Op grond van artikel 21 ALL juncto artikel 7 lid 2 MBAB stel ik u voor gelijktijdig met de naheffingsaanslag BBO over het jaar 2014 zoals vermeld in het onderdeel 5.2.2 van het rapport een vergrijpboete op te leggen van 25%.
5.2.3
BBO bij omzetcorrectie
Op basis van BW% blijkt dat belastingplichtige de omzet over het jaar 2014 niet volledig heeft verantwoord. Daarnaast heeft belastingplichtige niet voldaan aan de administratieplicht en bewaarplicht. Er is onder andere geen (sluitende) kasadministratie bijgehouden en het grootboek over het jaar 2014 ontbreekt.

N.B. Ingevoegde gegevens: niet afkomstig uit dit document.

Issue #400, opened 2026-07-22
Uniform model settings introspection (`model.settings` / `get_params()`)


nealcaren:
Surfaced while building the analysis manifest (#394): there is no uniform way to read a fitted model's constructor configuration back off the object.

### Problem
Models expose their settings unevenly — `LDA` has `alpha`/`beta`, `STM` exposes `num_topics` but not much before fitting, and most models expose nothing structured. To record settings, the manifest maintains a hand-written per-model allowlist (`_SETTINGS_ALLOWLIST`, currently LDA + STM only) and falls back to "generic" for everything else. That does not scale to ~40 models and is a second inventory to keep in sync.

### Proposal
Add a uniform, sklearn-style introspection surface returning the model's configuration as a JSON-serialisable dict:

```python
model.settings          # or model.get_params()
# -> {"num_topics": 20, "alpha": [...], "beta": 0.01, "seed": 42, ...}
```

- Cover every model with its own hyperparameters (the constructor arguments), keyword-named to match the constructor.
- Include `seed` (see #399), so a single call captures the full construction config.

### Why
- **Generally useful**: anyone introspecting or logging a model wants this; it is a standard estimator affordance.
- **Retires a manifest V2 backlog item**: with `model.settings` in place, the manifest just calls it and the per-model settings adapters (the deferred V2 "registry adapters for every model family") are no longer needed — the fix belongs on the model, not in the manifest.

Relates to #394 (and would replace the manifest's `_SETTINGS_ALLOWLIST`).

nealcaren:
Independent second opinion (OpenAI Codex, focused review) — endorses the uniform surface and sharpens the implementation:

**Verdict: yes, add it.** Use sklearn's actual contract — `get_params()` returning constructor parameters as a dict keyed by `__init__` argument names (models can ignore `deep`), with an optional read-only `settings` alias. Familiar for provenance, cloning, and inspection.

Key refinements:
- **Do not derive settings from Rust internal fields** — internal representation often differs from user-facing configuration. Instead declare each model's constructor config **once**, via a declarative Rust macro/trait that generates `#[new]`, `get_params`/`settings`, and (optionally) the property getters from one spec. Each pyclass supplies values to that spec rather than maintaining a second allowlist — that is what actually kills the drift.
[...]

PR #597, opened 2026-07-28
feat(llm): drop the llm CLI dep; dispatch llm_backend/llm_embed to lightweight provider SDKs

nealcaren:
Replaces the single heavyweight `llm` (Simon Willison CLI) dependency with per-provider **lightweight SDKs**, dispatched by the model name. The public API (`llm_backend` / `llm_embed`) is unchanged.

## Why
`uv pip install "topica[llm]"` silently backtracks to an ancient topica, because `llm` core requires a **pre-release** `sqlite-migrate` that uv blocks by default. `llm` also pulls **~42 packages** for the handful of functions topica used.

## Design (unified dispatcher)
```python
topica.llm_backend("gpt-4o-mini")               # -> OpenAI     topica[openai]
topica.llm_backend("claude-3-5-haiku-latest")   # -> Anthropic  topica[anthropic]
topica.llm_backend("gemini-2.5-flash")          # -> Gemini     topica[gemini]
topica.llm_backend("llama3", base_url="http://localhost:11434/v1")  # any OpenAI-compatible endpoint
topica.llm_embed(texts, model="text-embedding-3-small")            # OpenAI / Gemini embeddings
```
- `provider=` overrides auto-detection; `base_url=` forces the OpenAI-compatible client (ollama, openrouter, vLLM, LM Studio, groq).
- `key=` passes a key directly when no env var is set; local servers get a placeholder automatically.
- `topica[llm]` now means **all three** SDKs; `all` follows suit. `llm` + `llm-ollama` dropped.

## SDK footprint (all wheel-only, no pre-releases, uv-clean)
| extra | SDK | ~real deps |
|---|---|---|
| `topica[openai]` | openai | ~8 |
| `topica[anthropic]` | anthropic | ~18 |
| `topica[gemini]` | google-genai | ~25 |
| old `topica[llm]` | llm CLI | ~42 + pre-release `sqlite-migrate` |

## Embeddings / local
`llm_embed` dispatches OpenAI vs Gemini. Anthropic has no embedding API. For fully offline, in-process embeddings without a server, use `sentence-transformers` directly and pass the array (docs/examples updated).

## Live verification (real keys)
- OpenAI `gpt-4o-mini`, Gemini `gemini-2.5-flash` (native), and Claude via OpenRouter `base_url` all labeled a planted 3-topic corpus correctly; embeddings return proper matrices.
- Explicit `key=` works with no env var; no-key-anywhere raises the SDK's clear "pass an api_key / set OPENAI_API_KEY" error.

## Changes
- `labeling.py`: dispatcher + `_openai`/`_anthropic`/`_gemini` chat helpers.
- `embedding.py`: `llm_embed` OpenAI/Gemini dispatch.
- `topicgpt.py`: `TopicGPT(base_url=, key=)` forwarded to `llm_backend`.
- `pyproject.toml`: `openai` / `anthropic` / `gemini` extras; `llm` = all three.
- `tests/test_llm_backend.py`: dispatch + assembly with fake SDK modules.
- Docs + examples migrated off the old `llm`-CLI strings/plugins.

Checks: 4086 tests collect with no import errors; targeted LLM/labeling/eval/topicgpt suites pass; `mkdocs build --strict` clean; pre-push preflight (fmt/clippy/stub) green. No Rust touched.

### DIFF
--- a/CHANGELOG.md
+++ b/CHANGELOG.md
@@ -62,7 +62,11 @@ follow [Semantic Versioning](https://semver.org/spec/v2.0.0.html) once released.
   unchanged **except**: `llm_embed` drops the old `batch=` keyword (the SDKs batch
   natively), it no longer reaches in-process `sentence-transformers` models (compute
   those embeddings directly and pass the array, as every embedding model already
-  accepts), and Anthropic has no embedding API (`llm_embed` raises for it).
+  accepts), and Anthropic has no embedding API (`llm_embed` raises for it). Provider
+  routing is now by model family, not by the old `llm`-CLI plugin slug: a prefixed
+  name like `"ollama/qwen3"` or `"openrouter/…"` resolves by its last path segment
+  (so it defaults to OpenAI) — point at a local/alternate endpoint with `base_url=`
+  instead.
 - **ProdLDA-family VAE decoder now uses a BLAS-free GEMM (2.7–6.8× faster on the
   decoder)** (#378). The hand-coded dense-decoder VAE backbone shared by `ProdLDA`,
   `CombinedTM`, `ZeroShotTM`, `InfoCTM`, and `Scholar` spent most of a fit
--- a/CHANGELOG.md
+++ b/CHANGELOG.md
@@ -51,6 +51,18 @@ follow [Semantic Versioning](https://semver.org/spec/v2.0.0.html) once released.
 
 ### Changed
 
+- **LLM helpers now use lightweight per-provider SDKs instead of the `llm` CLI**
+  (#597). `llm_backend` / `llm_embed` dispatch by model name to the `openai`,
+  `anthropic`, or `google-genai` SDKs (`gpt*`→OpenAI, `claude*`→Anthropic,
+  `gemini*`→Gemini; `provider=` overrides; `base_url=` forces an OpenAI-compatible
+  endpoint for ollama / openrouter / vLLM / LM Studio / groq). This drops the single
+  heavyweight `llm` dependency (which pulled ~42 packages and a pre-release
+  `sqlite-migrate` that `uv` blocks). Extras are now `topica[openai]` /
+  `[anthropic]` / `[gemini]`; `topica[llm]` installs all three. The public API is
+  unchanged **except**: `llm_embed` drops the old `batch=` keyword (the SDKs batch
+  natively), it no longer reaches in-process `sentence-transformers` models (compute
+  those embeddings directly and pass the array, as every embedding model already
+  accepts), and Anthropic has no embedding API (`llm_embed` raises for it).
 - **ProdLDA-family VAE decoder now uses a BLAS-free GEMM (2.7–6.8× faster on the
   decoder)** (#378). The hand-coded dense-decoder VAE backbone shared by `ProdLDA`,
   `CombinedTM`, `ZeroShotTM`, `InfoCTM`, and `Scholar` spent most of a fit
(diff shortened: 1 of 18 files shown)


nealcaren:
## Double review (faithfulness + adversarial) + local reproduction

The design is sound (lightweight per-provider SDKs, clean lazy imports, `base_url` correctly forces the OpenAI-compatible client for ollama/openrouter/vLLM), and the **open-model *defaults* are preserved** — `gpt-4o-mini` is the pre-existing default on `main`, not introduced here, and `llm_coherence`/`llm_intrusion` still require an explicit model. But there's a **CI-failing regression** plus a convention slip and a few minors. **CHANGES-NEEDED.**

### Blocker — CI is failing: `test_settings_keys_match_constructor[TopicGPT]`
`TopicGPT.__init__` gained `base_url` and `key`, but the `settings` dict wasn't updated to include them, so the #400 settings-contract test fails (`TopicGPT.settings keys mismatch`) on macOS + ubuntu. Reproduced locally (full suite, SDKs blocked to match CI): `1 failed, 2479 passed`. **Fix:** add `base_url` and `key` to `TopicGPT.settings`.

### Should-fix — open-model showcase regression
The `TopicGPT` docstring example flipped from `model="ollama/qwen3"` (main) to `model="gpt-4o-mini"` while the surrounding prose still says *"showcases open-source models."* Per topica's standing convention (default to / showcase open models, validate against openrouter qwen), keep the example open — revert that one to `ollama/qwen3` (or a local `base_url=` open model).

### Minors
- **`llm_embed` dropped `batch=`** (main had `batch=True`). No internal caller passes it and the new SDK batches natively, so behavior is fine — but it's an unannounced public-API break; add a CHANGELOG line (or keep it as an accepted no-op).
- **`llm_embed` with `provider="anthropic"` (or any non-gemini value) silently routes to OpenAI** rather than raising "Anthropic has no embedding API." Same for an unrecognized `provider=` in `llm_backend` → silent OpenAI. Validate `prov in {...}` and raise.
- **`_gemini_embed` single-text path:** please verify `resp.embeddings` is populated (not `None`) for a 1-item `contents` in the pinned `google-genai` version — the adversarial pass suspects a `TypeError` on `llm_embed(["one"], model="gemini-...")`. (Unverified — needs a live key; worth a quick check or a guarded `resp.embeddings or [resp.embedding]`.)

### Good
Dispatcher routing correct (base_url wins first, then `claude*`/`gemini*`, else OpenAI; `provider=` honored; namespaced `anthropic/claude-…` and `models/gemini-…` resolve via `split("/")[-1]`); no top-level SDK imports (core imports clean without extras); `pyproject.toml` extras well-formed and wheel-only; `test_llm_backend.py` genuinely exercises the dispatch matrix (all three providers, base_url + localhost placeholder key, env/explicit key, `provider=` override, both embed providers, missing-SDK ImportError messages); no secrets hardcoded; the dropped in-process `sentence-transformers` embed path is documented (BYO-array is already the norm).

Fix the settings-keys blocker and the showcase example, and this is good to go; the rest are minors.

nealcaren:
Pushed `c9aedf9` addressing the review:

- **Blocker fixed (CI):** `TopicGPT.settings` now reports `base_url`; `key` is deliberately kept out (it's a secret — must never land in a provenance record or save) and excluded from the #400 contract in the test, alongside the `backend` callable. `test_settings_keys_match_constructor[TopicGPT]` passes (verified locally with SDKs present and blocked).
- **Open-model showcase restored:** the `TopicGPT.with_prompt` docstring example is back to `model="ollama/qwen3"`.
- **Dispatch robustness:** `llm_backend` / `llm_embed` now raise a clear `ValueError` on an unknown `provider=` instead of silently routing to OpenAI; `llm_embed` raises for an Anthropic model (no embedding API); `_gemini_embed` guards the single-text case (`resp.embeddings or [resp.embedding]`).
- **CHANGELOG:** added the missing entry for the provider-SDK swap, documenting the `llm`-dep drop, the new extras, and the `llm_embed` `batch=` / sentence-transformers / Anthropic changes.

Verified locally: the settings blocker + `test_llm_backend`/`test_llm_eval`/`test_labeling` pass both with the SDKs installed and with them blocked (CI sim). No Rust touched.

Hierdoor is er sprake van onzorgvuldig handelen, van ernstige nalatigheid van
belastingplichtige. lk ben dan ook van mening dat hierdoor sprake is grove schuld van belastingplichtige.

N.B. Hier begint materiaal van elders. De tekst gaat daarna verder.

PR #598, opened 2026-07-28
perf(vae): GEMM the ProdLDA-family encoder (~1.8–2× single-thread) (#378)

nealcaren:
Sequel to #586 (which GEMM'd the ProdLDA-family **decoder**). This GEMMs the **encoder** — the other half of the fit — for another single-thread speedup. Part of #378.

## What

The encoder's dense **layer-2** and **head projections** were per-document scalar loops. They now batch into the same deterministic, BLAS-free `matrixmultiply` helpers (`src/gemm.rs`) that #586 introduced:

```
forward : PRE2 (N×H) = H1·W2ᵀ ;  MU_RAW/LV_RAW (N×K) = HD·W_mu/lsᵀ
backward: g.w2 += dpre2ᵀ·H1 ;  g.w_mu/ls += dmu/dlvᵀ·HD   (cross-document reductions)
          dH1 = dpre2·W2 ;  dHD = dmu·W_mu + dlv·W_ls
```

- **Layer 1 stays sparse.** It's a sparse, mode-dependent matvec (bag-of-words / embedding / CombinedTM `adapt_bert`), so densifying would lose the sparsity win. Its backward accumulation into `g.w1` stays a per-document sum **in fixed document order** (a sparse cross-document reduction kept serial for bit-identity); its forward matvec is now a **rayon-parallel, order-preserving** map.
- `encode_raw` is refactored to share a new `encode_layer1` helper and is kept intact for single-document inference (`transform`) and tests.
- `g.w2`/`g.w_mu`/`g.w_ls` are GEMM'd into a scratch buffer then `+=` into the gradient — never clobbered, so a coupled/pre-seeded caller (SCHOLAR/InfoCTM) is safe, same pattern as `g.beta` in #586.

## Determinism (the hard constraint)

There are now **two** thread knobs — `RAYON_NUM_THREADS` (the layer-1 map) and `MATMUL_NUM_THREADS` (the GEMMs) — and a full `ProdLDA` fit is **bit-for-bit identical across the whole cross product 1/2/4 × 1/2/4**. The GEMMs have a fixed reduction order; the rayon map is an indexed, order-preserving collect; every remaining reduction (biases, sparse layer-1, loss, batch-norm stats) stays in fixed document order. Output differs from the old scalar path only at ~1e-15 (float rounding), so FD-gradient and reference-parity tests are unchanged.

## Result

| | before (decoder GEMM only) | after (+ encoder GEMM) | speedup |
|---|---|---|---|
| single-thread, D3000/V2000/K20/H200/40 iters | ~40–48s | ~20–27s | **~1.8–2×** |

(My in-repo run: 47.7s → 27.1s = 1.76×. The independent reviewer's clean baseline-vs-HEAD before/after against the exact merge-base measured **~2.0×**.) Combined with #586, the VAE family is ~2.3× faster single-threaded than before either change.

**Multi-core is only modest (~1.10× on 4 cores), by design/discovery:** once the encoder *and* decoder are both GEMM'd, the remaining serial `O(N·V)` reconstruction-softmax / batch-norm and the sparse layer-1 dominate. The prize here turned out to be single-thread, not multi-core — reframed honestly. Rayon-ing the `O(N·V)` elementwise remainder is a candidate follow-up.

## Scope

`ETM(inference="vae")` is unaffected (its own sparse per-document decoder). The dense-decoder family — ProdLDA, CombinedTM, ZeroShotTM, InfoCTM, Scholar — all benefit.

## Testing

- `cargo test --lib` — prodlda 26, etm_vae 9, infoctm 4, scholar 9, `etm::` 12, gemm 5 (all the finite-difference gradient + planted-recovery checks across every input mode and prior).
- `cargo clippy --workspace --all-targets --all-features -D warnings` — clean; `cargo fmt --check` — clean.
- Python: the VAE-family gold + model + determinism suites pass unchanged.

### Independent verification

An independent agent (which did **not** write this) re-derived every `matmul_*` call against the old scalar loops, ran the full FD suite (65/65), confirmed **bit-identical hashes across `RAYON`×`MATMUL` ∈ {1,4}²** (4/4 identical + run-to-run stable), ran the gold + model suites (**124 passed, 0 failed**), checked the numeric delta vs the exact baseline (`topic_word` max-rel **1.6e-15**), and produced the ~2.0× before/after against the correct merge-base. Verdict: *"a faithful, deterministic, and faster implementation — safe to PR."* Its one note (the CHANGELOG under-claimed at 1.76× vs the measured ~2.0×) is reconciled in the latest commit.

---

### DIFF
--- a/CHANGELOG.md
+++ b/CHANGELOG.md
@@ -48,6 +48,22 @@ follow [Semantic Versioning](https://semver.org/spec/v2.0.0.html) once released.
   not affected — it has its own sparse per-document decoder, not the dense
   `theta·beta`. Encoder GEMMs and the elementwise `O(N·V)` work are untouched
   (candidate follow-ups).
+- **ProdLDA-family VAE encoder now uses a BLAS-free GEMM (1.76× faster
+  single-threaded)** (#378, sequel to the decoder GEMM above). The encoder's dense
+  layer-2 and head projections were per-document scalar loops; they now batch into
+  the same deterministic `matrixmultiply` GEMMs — forward `PRE2 = H1·W2ᵀ`,
+  `MU_RAW/LV_RAW = HD·W_mu/lsᵀ`; backward the `g.w2`/`g.w_mu`/`g.w_ls` cross-document
+  reductions (`dpre2ᵀ·H1`, `dmu/dlvᵀ·HD`) and `dH1`/`dHD`. Layer 1 is sparse and
+  mode-dependent (bag-of-words / embedding / CombinedTM `adapt_bert`), so it stays a
+  per-document accumulation in fixed document order (its forward matvec is now a
+  rayon-parallel, order-preserving map). A full ProdLDA fit is **bit-for-bit
+  identical across `RAYON_NUM_THREADS` and `MATMUL_NUM_THREADS` = 1/2/4**; output
+  differs from the old scalar path only at ~1e-15, so FD-gradient and
+  reference-parity tests are unchanged. Measured 47.7s → 27.1s single-threaded at
+  D3000/V2000/K20/H200 (on top of the decoder GEMM). Multi-core gain is modest
+  (~1.10× on 4 cores): with the encoder and decoder both GEMM'd, the remaining serial
+  `O(N·V)` reconstruction-softmax/batch-norm and the sparse layer-1 now dominate
+  (rayon-ing those is a candidate follow-up).
 
 ## [0.53.0] - 2026-07-26
 
--- a/CHANGELOG.md
+++ b/CHANGELOG.md
@@ -48,7 +48,7 @@ follow [Semantic Versioning](https://semver.org/spec/v2.0.0.html) once released.
   not affected — it has its own sparse per-document decoder, not the dense
   `theta·beta`. Encoder GEMMs and the elementwise `O(N·V)` work are untouched
   (candidate follow-ups).
-- **ProdLDA-family VAE encoder now uses a BLAS-free GEMM (1.76× faster
+- **ProdLDA-family VAE encoder now uses a BLAS-free GEMM (~1.8–2× faster
   single-threaded)** (#378, sequel to the decoder GEMM above). The encoder's dense
   layer-2 and head projections were per-document scalar loops; they now batch into
   the same deterministic `matrixmultiply` GEMMs — forward `PRE2 = H1·W2ᵀ`,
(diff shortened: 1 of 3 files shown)


nealcaren:
## Double review (faithfulness + adversarial) + local verification — clean ✅

Reviewed by a correctness pass, an independent adversarial pass (Gemini pro-tier), and end-to-end local verification. **Both APPROVE, no blockers.** A faithful sequel to #586.

**Correctness verified:**
- Every encoder forward/backward GEMM call-site `(m,k,n)` matches the operand shapes and the `nn`/`nt`/`tn` contracts (PRE2 = H1·W2ᵀ, MU/LV_RAW = HD·W_μ/lsᵀ; backward g.w2/g.w_mu/g.w_ls tn-reductions, dH1/dHD nn).
- **Clobber-free (the key hazard):** all three encoder weight gradients (`g.w2`, `g.w_mu`, `g.w_ls`) GEMM into a fresh scratch buffer then `+=` into `g.*` — never a β=0 overwrite — so a coupled/pre-seeded caller (SCHOLAR/InfoCTM) is preserved, same pattern as #586's `g.beta`. `dHD = dmu·W_mu + dlv·W_ls` correctly sums both terms (second GEMM into `tmp`, then added).
- **Layer-1 bit-identity holds:** the parallel forward is an order-preserving pure per-doc map (no cross-doc reduction), and the `g.w1` backward accumulation stays a serial fixed-order sum. `encode_layer1` is a pure extraction — single-doc `transform` and all three input modes (bow/emb/adapt) unchanged.

**Ran locally:** all 26 `prodlda` FD-gradient tests, 53 VAE-family gold tests (ProdLDA/CombinedTM/ZeroShotTM/Scholar) — pass. Two-knob determinism confirmed: identical `topic_word` MD5 across the full `RAYON_NUM_THREADS × MATMUL_NUM_THREADS ∈ {1,2,4}²` cross-product (9/9 bit-identical).

Two non-blocking nits from the accuracy pass: a `pre1`/`h1` clone in the forward-assembly that could be a move (pure allocation, no correctness impact), and a suggested one-line comment noting the stored `pre2` is post-bias (so the backward `sigmoid(pre2)` argument reads correctly). Neither blocks.

nealcaren:
Thanks for the thorough double review. Pushed `eeb1aaa` addressing both non-blocking nits:

- **Move, not clone** — the `DocCache` assembly now consumes `l1` by value (`into_iter().enumerate()`), so `pre1`/`h1`/`adapted` move into the cache instead of being cloned (they're not read again). No correctness change.
- **Post-bias `pre2` note** — added a comment where `pre2_flat` is overwritten with the post-`b2` pre-activation, so it's explicit that the backward reads `softplus'(pre2) = sigmoid(pre2)` from that cached value (matching the old per-doc `sigmoid(dc.pre2)`).

`prodlda` FD-gradient suite still 26/26, fmt clean. Clean fast-forward on top of the reviewed `24006ee`, so the two-knob determinism / gold-parity results you verified are unchanged.

---
_Generated by [Claude Code](https://claude.ai/code)_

Op grond van artikel 21 ALL juncto artikel 7 lid 2 MBAB stel ik u voor gelijktijdig met de naheffingsaanslag BBO over het jaar 2014 zoals vermeld in het onderdeel 5.2.3 van het rapport een vergrijpboete op te leggen van 25%.

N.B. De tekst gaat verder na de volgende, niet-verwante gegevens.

Issue #611, opened 2026-07-29
HDP/HLDA on large corpora: cosine agreement is meaningless for discovered-K, and HLDA tree-Gibbs doesn't scale to 18k docs


nealcaren:
Surfaced while building the `benchmarks/full_model_run.py` core fidelity+speed table (20NG, K=50 for the plain models). The two nonparametric/hierarchical models both misbehave at scale, in two distinct ways.

## 1. HDP — topic-word cosine agreement is not meaningful for discovered-K

On the full 18k-doc 20NG corpus, HDP produced:

```
HDP | tomotopy | K=auto | agreement=0.01 | topica 2.5s vs tomotopy 203.9s (82.5x)
```

The **0.01 agreement is not a faithfulness defect** — it is an artifact of the metric. topica's HDP and tomotopy's HDPModel each *discover* their own number of topics, and they land on different counts / different topic-word distributions, so an aligned topic-word cosine is near-zero by construction (same underlying phenomenon as the ETM/GSDMM discussion in #610, but more extreme because K itself differs).

**The speed number is real and striking** (topica 2.5s vs tomotopy 204s), but the agreement column is misleading.

**Options:**
- Score HDP with a discovered-K-appropriate metric (e.g. best-matching-subset cosine over min(K_a, K_b), or a document-clustering NMI like the embedding models use), OR
- Mark HDP/HLDA agreement as "discovered-K — topic-word cosine not comparable" in the table rather than printing a number.

## 2. HLDA — tree-structured Gibbs does not scale to 18k docs

topica HLDA (depth-3 tree Gibbs) on the full 20NG corpus ran for **3.2 hours at 100% CPU without completing** and had to be killed. The reference (tomotopy HLDAModel) cached fine during `--build-refs`; it is the **topica** side that does not scale here.

This is plausibly just an inherent-cost issue (nested CRP Gibbs over 18k docs × tree operations), but the ~3h-and-counting wall time is worth a look:
- Profile topica HLDA at, say, 2k / 5k / 18k docs to see whether it scales linearly or worse.
- If it's inherent, document a practical corpus-size ceiling for HLDA and have the benchmark run HLDA on a capped subset (like the covariate family runs on poliblog).
- If there's a superlinear hot spot (e.g. re-walking the full tree per token, reallocation per sweep), that's a real optimization target.

## Immediate benchmark workaround
[...]

PR #619, opened 2026-07-29
perf(hlda): tabulate log_gamma in the marginal precompute (~15x) (#611)

nealcaren:
## What

Profiling the nested-CRP path move showed the per-document marginal precompute
(`level_log_marginal` over all nodes) is **~95% of HLDA runtime**, dominated by
`log_gamma` calls. The previously-suspected `swap_remove`/`delete_empty_subtrees`
O(D²) hot spot is **0.1%** — a non-issue.

Every `level_log_marginal` argument is `integer_count + η` (word terms) or
`integer_count + V·η` (denominator), and no count exceeds the total token budget,
so precompute `log_gamma(k+η)` and `log_gamma(k+V·η)` once per fit and index them
instead of calling `log_gamma` per token per node. The tables are transient
(rebuilt each fit, not serialized).

## Result

| N (20NG) | before | after | speedup |
|---|--:|--:|--:|
| 1000 | 32.3s | 2.1s | 15.4× |
| 2000 | 94.6s | 6.8s | 13.9× |

Composes with the #616 threading (~4.7×). The 18k-doc corpus that ran **3.2h** in
#611 is now **~13min** — resolves the HLDA scaling half of #611.

## Faithfulness / safety

Same Dirichlet-multinomial marginal. Output is **bit-identical on every tested
corpus** — 800/1000/2000-doc subsets *and* the exact 2000-doc benchmark config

De grondslag voor de vergrijpboete wordt gevormd door het bedrag aan belasting dat niet (tijdig) is
betaald, voor zover dit een gevolg is van (voorwaardelijke) opzet van belastingplichtige.
(…)
7.4
Pseudo-samenloop
Op grond van artikel 7 lid 5 MBAB wordt de hoogste boete gehandhaafd en worden de overige boeten
elk verminderd tot de helft indien op grond van een samenhangend complex van feiten over enig belastingjaar terzake van meerdere belastingmiddelen aanslagen met een vergrijpboete door de Inspecteur worden opgelegd die uiteindelijk drukken op één belastingplichtige/inhoudingsplichtige. In het betreffende boete-onderdeel is met deze pseudo-samenloop rekening gehouden. Zie onderdeel 7.2.
8 SLOTOPMERKINGEN
8.2
Standpunt belastingplichtige en akkoordverklaring
Belastingplichtige heeft het conceptrapport op 1 september 2017 ontvangen. Op 5 september 2017 werd Sint Maarten echter getroffen door orkaan Irma. Belastingplichtige heeft dan ook niet kunnen reageren binnen de twee weken termijn op het conceptrapport. Op 27 november 2017 heeft belastingplichtige gereageerd en ging niet akkoord met een aantal punten. Hierdoor is het rapport aangepast. (…)
2.5.
De Inspecteur heeft in overeenstemming met de bevindingen in het rapport onder meer naheffingsaanslagen BBO voor de jaren 2013 en 2014 opgelegd, alsmede de daarmee samenhangende vergrijpboeten.
2.6.
Van de boekencontroles bij de zustervennootschappen zijn controlerapporten uitgebracht op 31 januari 2018 ([belanghebbende 1] en [belanghebbende 2].) en 31 augustus 2018 ([belanghebbende 3]). Bij belanghebbende en de zustervennootschappen was voor de controlejaren de heer [I] de administrateur.
2.7.
In haar beroepschrift in eerste aanleg bij het Gerecht van 20 januari 2020 schrijft de toenmalige gemachtigde van belanghebbende onder meer:

Bezwaar voor heffing Belastingen op Bedrijfsomzetten
Na het analyseren van het boekenonderzoek heeft belanghebbende een reactie d.d. 2 januari 2019 verzonden betreffende dubieuze constateringen van de fiskus bij de naheffingen TOT/BBO over de jaren 2013-2014.”
2.8.
In haar hoger beroep heeft belanghebbende onder meer een rapport van [advieskantoor M] en ondertekend door [X] van 27 maart 2023 overgelegd. In deze brief is het volgende opgenomen:
“On behalf of the client, [belanghebbende 3] we have reviewed the mark up of the good of [belanghebbende 3] and other expenses such as freight, expired damaged good, tumover tax etc. what affect the realized net margin.
(…)
In the overview we reviewed if the cost price is in accordance with the purchase invoices of the 60 goods of the selected good.
(…)
The average mark up before freight and landing fees is 75.2% (…). This is 42.92% of the sales price
(…)
The freight, international transfer charges and handling amounts to$ 789,429.29 or 12.51 of the cost prices. lt is $ 599,856.19 or 11.1 % for the year 2021. We used and average of 12% of the cost price for the gross margin calculation.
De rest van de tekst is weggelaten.